- WORK ITEM -
Reproduce the listing verbatim.

- GIVEN MATERIAL -
--*--

PR #376, opened 2022-10-04
Closes #375

### LINKED ISSUE #375: New `lintr` version 3.0.0 seems to be more strict.
Seems that the new version of `lintr` is now very strict and it started to triggers flags for the code for which it did not throw it before. See e.g. https://github.com/Roche/crmPack/pull/371 , where the problem appears for Model-validity.R` which is a new file that we created as we started to clean `crmPack` and it was checked against `linter` every time we modify it. It now complains about the some old code, about which it did not complain before....We can either:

--*--

- SOLUTION FOR THIS EXERCISE -
PR #376, opened 2022-10-04
Closes #375

### LINKED ISSUE #375: New `lintr` version 3.0.0 seems to be more strict.
Seems that the new version of `lintr` is now very strict and it started to triggers flags for the code for which it did not throw it before. See e.g. https://github.com/Roche/crmPack/pull/371 , where the problem appears for Model-validity.R` which is a new file that we created as we started to clean `crmPack` and it was checked against `linter` every time we modify it. It now complains about the some old code, about which it did not complain before....We can either:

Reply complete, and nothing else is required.